Enhancing Proton Treatment and Mitigating Radiation-Induced Lung Injury Using a Novel Cycle Diffusion Approach for Lung Ventilation Estimation 📝

Author: Yang Lei, Haibo Lin, Tian Liu, Charles B. Simone, Shouyi Wei, Ajay Zheng 👨‍🔬

Affiliation: Icahn School of Medicine at Mount Sinai, New York Proton Center 🌍

Abstract:

Purpose: Radiation-induced lung injury (RILI), encompassing pneumonitis and fibrosis, represents a critical dose-limiting factor in lung cancer radiation therapy. Variability in treatment outcomes is often attributed to differential prioritization of lung regions based on their functional significance. Sparing highly functional lung areas by leveraging the spatial heterogeneity of lung function could mitigate RILI risk. This study aims to develop a deep learning-based deformable image registration method to derive functional lung data from 4DCT scans, facilitating improved proton therapy dose optimization and reducing RILI.
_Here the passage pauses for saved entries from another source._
PR #45, opened 2019-12-13
Introducing a "Build workflow"

dduportal:
The goal of this PR is to introduce a "build workflow" for this Helm chart.

It provides a standard workflow, that can be run by Travis (tested here: https://travis-ci.com/dduportal/traefik-helm-chart/branches) for ensuring that any contribution on this chart in the future will be valid.

This workflow is (for now) the following

- A "lint" phase, to ensure that there is no obvious error on the charts.
  * Implementation is only a "helm lint" for today
- A "build" phase which generates an artefact of type `tgz archive` for the helm on a local directory.
- A "deploy" phase which copy the generated artefact in a dummy directory (git ignored for today: it is a placeholder) to simulate a future "helm repository" (e.g. a directory containing an `index.yaml`, a list of tgz, served by a public web server in https as github pages, netlify or s3 bucket).

Of course, there are big many steps that are not treated here to avoid a big dangling PR. The proposal is to go tiny steps by tiny steps.

Some thoughs on the next steps:

- Adding a test phase (at least a smoke test which ensures that the `helm install ./` command without any custom value is ALWAYS working)
- Use Github Pages with a `gh-pages` branch , where the helm repo would be served and deploy. 
- Adding more linting rules (my most loved one: if it is a PR, then check that the Chart version was bumped or fail the build immediately...)
- Generates and distribute the "YAML" manifest from the helm chart, by using `hem template <...>`. This would allow distributing Traefik in Kubernetes in another way, without risking a shift between hel mchart and "bare YAML". It would open the door for people who want to use Kustomize instead of Helm.

### DIFF
--- a/.gitignore
+++ b/.gitignore
@@ -13,3 +13,4 @@
 
 # Outputs directories
 dist/
+repo/
--- a/.gitignore
+++ b/.gitignore
@@ -10,3 +10,6 @@
 
 # Output of the go coverage tool, specifically when used with LiteIDE
 *.out
+
+# Outputs directories
+dist/
--- a/.travis.yml
+++ b/.travis.yml
@@ -1,0 +1,14 @@
+
+notifications:
+  email:
+    on_success: never
+    on_failure: change
+
+sudo: required
+dist: xenial
+
+services:
+  - docker
+  
+script:
+  - make
--- a/.travis.yml
+++ b/.travis.yml
@@ -7,6 +7,9 @@ notifications:
 sudo: required
 dist: xenial
 
+install:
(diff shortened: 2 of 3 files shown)


amalucelli:
@dduportal I was just testing this chart and I was ready to fork the repository to serve it internally for testing when I saw this PR. The idea is to officially serve from this repository the v2 (_I remember in some thread that later this would be moved to the `stable` repository_)? If you need any kind of help I'm glad to help!

fwiw: for validating if the chart was bumped, I usually use this little trick during the build: `git diff --quiet HEAD origin/master || git diff HEAD origin/master -- Chart.yaml | grep -qE "version:.*"`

Methods: We employed a cycle-diffusion network to achieve robust and consistent deformable registration between the inhale and exhale phases of 4DCT scans. The network estimates deformation vector fields that capture significant lung motion, subsequently used to generate ventilation images (VIs). The model was trained and validated using a three-fold cross-validation on the VAMPIRE database, which includes 27 subjects with paired CT scans and reference VIs (RefVIs). Clinical feasibility was demonstrated by applying the model to 12 consecutive lung cancer patients undergoing proton therapy, with registration accuracy and VI fidelity assessed through quantitative metrics.
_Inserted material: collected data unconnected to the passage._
PR #49, opened 2019-12-20
expose hostnetwork option

### LINKED ISSUE #99: Expose hostNetwork customization
Opening issue for discussion as requested in https://github.com/containous/traefik-helm-chart/pull/49.

I want to be able to run Traefik in the host network namespace when I deploy it with this chart for the following potential scenarios:
- I don't want to use a cloud provider load balancer in front of Traefik due to cost or redundancy.
- I want to run Traefik on bare metal and don't have the option of fronting it with another load balancer.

Results: Registration accuracy on the clinical dataset was evaluated within the whole body using mean absolute error and target registration error, yielding mean values of 46.3±10.6HU and 1.3±0.5mm, respectively. On the VAMPIRE dataset, estimated VIs were compared to RefVIs using the Spearman correlation coefficient (SP) and Dice similarity coefficient (DSC). The SP was 0.43±0.12, whereas DSC scores were 0.65±0.11, 0.73±0.10, and 0.59±0.09 for high, medium, and low ventilation regions, respectively.
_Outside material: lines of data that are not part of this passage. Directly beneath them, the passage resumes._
PR #50, opened 2020-01-02
Enhance security by add loadBalancerSourceRanges to lockdown ip address.

terrych0u:
Purpose:
When the type is LoadBalancer on the cloud ex: AWS, the Load Balancer ELB/NLB default will allow 0.0.0.0/0 for the public internet.

Add loadBalancerSourceRanges function in service.yaml to help lockdown IP address if needed.


sshishov:
We would like to see this in the chart. Currently, we have to not forget to apply CIDR manually when LB is created, otherwise, it will be huge security breach.

terrych0u:
I added unit tests and update PR to the new folder structure.
if there still some things I'm not done properly, please let me know
thank you for review.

Conclusion: A novel cycle-diffusion-based method was developed to estimate VIs from paired CT scans, offering a strategic solution for quantifying respiratory motion and enabling functional lung avoidance in thoracic proton therapy. Evaluation metrics demonstrate the feasibility of the proposed method. By incorporating functional information, this approach could reduce RILI risk and improve patient outcomes.